§ **RECORD SET**
PR #3033, opened 2026-03-23
chore: increase lower pins for 3.14 support in some integrations + test with 3.14

anakin87:
### Related Issues

- part of https://github.com/deepset-ai/haystack-core-integrations/issues/2963

### Proposed Changes:

These integrations are compatible with Python 3.14, but the lower-bound dependency pins are not correct.

For example, an integration may declare "dependency>1.0.0" but `dependency==1.0.0` is not compatible with 3.14. Although standard package resolution installs the latest package versions, pins are not completely correct and can lead to resolution conflicts in projects with many dependencies.

Given that this is a residual use case, I'm doing these updates in a single PR and don't plan to release this change immediately, but wait for the next release.

- increase lower-bound pins for Python 3.14 support
- test integrations with Python 3.14 (instead of 3.13)
- add the 3.14 compatibility info to pyproject (not needed to make integrations installable, but good to have)

### How did you test it?
CI

### Checklist

### DIFF
--- a/integrations/azure_ai_search/pyproject.toml
+++ b/integrations/azure_ai_search/pyproject.toml
@@ -24,7 +24,7 @@ classifiers = [
   "Programming Language :: Python :: Implementation :: PyPy",
 ]
 dependencies = [
-  "haystack-ai>=2.26.0",
+  "haystack-ai>=2.26.1",
   "azure-search-documents>=11.5",
   "azure-identity"
 ]
--- a/integrations/azure_ai_search/tests/test_document_store.py
+++ b/integrations/azure_ai_search/tests/test_document_store.py
@@ -19,12 +19,17 @@ from azure.search.documents.indexes.models import (
 from haystack.dataclasses.document import Document
 from haystack.errors import FilterError
 from haystack.testing.document_store import (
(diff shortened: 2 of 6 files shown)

§ **ABOUT THIS TASK**
Up to and including the final line of the data above, please copy every line exactly, starting from the one that contains "Given that this".

§ **YOUR SOLUTION**
Given that this is a residual use case, I'm doing these updates in a single PR and don't plan to release this change immediately, but wait for the next release.

- increase lower-bound pins for Python 3.14 support
- test integrations with Python 3.14 (instead of 3.13)
- add the 3.14 compatibility info to pyproject (not needed to make integrations installable, but good to have)

### How did you test it?
CI

### Checklist

### DIFF
--- a/integrations/azure_ai_search/pyproject.toml
+++ b/integrations/azure_ai_search/pyproject.toml
@@ -24,7 +24,7 @@ classifiers = [
   "Programming Language :: Python :: Implementation :: PyPy",
 ]
 dependencies = [
-  "haystack-ai>=2.26.0",
+  "haystack-ai>=2.26.1",
   "azure-search-documents>=11.5",
   "azure-identity"
 ]
--- a/integrations/azure_ai_search/tests/test_document_store.py
+++ b/integrations/azure_ai_search/tests/test_document_store.py
@@ -19,12 +19,17 @@ from azure.search.documents.indexes.models import (
 from haystack.dataclasses.document import Document
 from haystack.errors import FilterError
 from haystack.testing.document_store import (
(diff shortened: 2 of 6 files shown)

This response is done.